Stored data entries:
==========

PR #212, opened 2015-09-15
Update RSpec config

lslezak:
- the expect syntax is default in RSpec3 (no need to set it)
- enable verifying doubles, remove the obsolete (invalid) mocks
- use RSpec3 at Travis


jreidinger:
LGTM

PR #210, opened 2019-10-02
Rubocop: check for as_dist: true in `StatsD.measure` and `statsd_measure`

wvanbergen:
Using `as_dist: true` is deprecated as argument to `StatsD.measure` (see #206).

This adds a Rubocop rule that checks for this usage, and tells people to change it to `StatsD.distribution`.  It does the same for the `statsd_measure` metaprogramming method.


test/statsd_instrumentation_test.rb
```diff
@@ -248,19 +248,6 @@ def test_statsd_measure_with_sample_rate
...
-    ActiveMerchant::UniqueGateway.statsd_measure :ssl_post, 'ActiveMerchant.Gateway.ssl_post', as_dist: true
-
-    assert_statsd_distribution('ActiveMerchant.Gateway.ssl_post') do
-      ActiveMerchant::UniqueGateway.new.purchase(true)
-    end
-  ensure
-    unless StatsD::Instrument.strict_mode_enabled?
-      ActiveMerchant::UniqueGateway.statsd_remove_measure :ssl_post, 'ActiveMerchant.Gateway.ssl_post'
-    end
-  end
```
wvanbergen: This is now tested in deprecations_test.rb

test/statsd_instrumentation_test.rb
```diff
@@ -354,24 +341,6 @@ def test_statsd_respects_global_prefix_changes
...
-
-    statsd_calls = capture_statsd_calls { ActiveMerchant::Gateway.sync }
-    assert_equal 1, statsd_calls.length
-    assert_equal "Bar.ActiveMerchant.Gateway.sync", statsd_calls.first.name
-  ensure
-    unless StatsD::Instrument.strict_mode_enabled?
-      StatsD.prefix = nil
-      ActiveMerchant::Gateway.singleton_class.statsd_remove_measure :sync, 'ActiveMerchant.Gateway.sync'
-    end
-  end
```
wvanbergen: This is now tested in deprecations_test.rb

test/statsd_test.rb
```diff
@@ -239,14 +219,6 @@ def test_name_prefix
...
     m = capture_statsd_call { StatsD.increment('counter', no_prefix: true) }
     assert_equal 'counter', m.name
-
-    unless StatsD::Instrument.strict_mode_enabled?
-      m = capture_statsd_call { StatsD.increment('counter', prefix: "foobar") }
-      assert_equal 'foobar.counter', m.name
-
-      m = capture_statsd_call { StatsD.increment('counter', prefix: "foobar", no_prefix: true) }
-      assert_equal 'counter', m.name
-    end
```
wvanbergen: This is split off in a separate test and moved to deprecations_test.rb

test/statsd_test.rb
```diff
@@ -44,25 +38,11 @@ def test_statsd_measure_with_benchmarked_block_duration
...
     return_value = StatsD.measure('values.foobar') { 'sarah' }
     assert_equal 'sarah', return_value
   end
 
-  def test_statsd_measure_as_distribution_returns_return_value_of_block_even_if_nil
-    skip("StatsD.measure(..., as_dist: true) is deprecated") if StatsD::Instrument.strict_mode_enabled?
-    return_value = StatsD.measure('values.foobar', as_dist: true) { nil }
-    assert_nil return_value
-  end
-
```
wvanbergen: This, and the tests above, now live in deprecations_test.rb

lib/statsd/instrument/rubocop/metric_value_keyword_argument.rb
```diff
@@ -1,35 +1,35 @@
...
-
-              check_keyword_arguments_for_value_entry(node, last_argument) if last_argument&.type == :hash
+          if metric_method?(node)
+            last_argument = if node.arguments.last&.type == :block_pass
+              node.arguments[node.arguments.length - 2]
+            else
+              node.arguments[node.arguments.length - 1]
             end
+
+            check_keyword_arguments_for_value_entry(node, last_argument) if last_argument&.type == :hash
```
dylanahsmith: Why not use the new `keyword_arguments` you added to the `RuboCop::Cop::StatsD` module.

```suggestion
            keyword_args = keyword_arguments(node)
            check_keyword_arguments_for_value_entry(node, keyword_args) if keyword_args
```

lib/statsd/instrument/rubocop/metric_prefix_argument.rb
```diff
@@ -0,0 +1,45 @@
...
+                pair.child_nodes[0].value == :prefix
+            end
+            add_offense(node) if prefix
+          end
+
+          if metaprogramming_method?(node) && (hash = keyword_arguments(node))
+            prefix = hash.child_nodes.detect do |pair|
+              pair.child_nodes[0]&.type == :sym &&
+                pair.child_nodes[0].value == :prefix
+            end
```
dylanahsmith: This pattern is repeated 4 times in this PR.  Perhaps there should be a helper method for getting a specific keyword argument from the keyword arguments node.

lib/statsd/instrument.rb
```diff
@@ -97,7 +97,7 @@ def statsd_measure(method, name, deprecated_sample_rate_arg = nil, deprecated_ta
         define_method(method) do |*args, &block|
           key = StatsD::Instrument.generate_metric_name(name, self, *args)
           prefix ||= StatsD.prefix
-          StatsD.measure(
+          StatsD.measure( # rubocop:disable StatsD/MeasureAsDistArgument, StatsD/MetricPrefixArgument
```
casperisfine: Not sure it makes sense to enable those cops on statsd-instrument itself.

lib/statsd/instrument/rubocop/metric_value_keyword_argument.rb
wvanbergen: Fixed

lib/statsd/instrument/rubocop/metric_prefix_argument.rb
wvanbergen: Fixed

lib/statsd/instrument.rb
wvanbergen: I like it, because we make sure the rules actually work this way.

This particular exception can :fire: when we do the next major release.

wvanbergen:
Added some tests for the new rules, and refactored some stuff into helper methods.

==========

■ Task to carry out
Would you set down, word for word, the lines from the opening of the entries above through the line with "is deprecated as", both included, and no others?

■ Response to the exercise
PR #212, opened 2015-09-15
Update RSpec config

lslezak:
- the expect syntax is default in RSpec3 (no need to set it)
- enable verifying doubles, remove the obsolete (invalid) mocks
- use RSpec3 at Travis


jreidinger:
LGTM

PR #210, opened 2019-10-02
Rubocop: check for as_dist: true in `StatsD.measure` and `statsd_measure`

wvanbergen:
Using `as_dist: true` is deprecated as argument to `StatsD.measure` (see #206).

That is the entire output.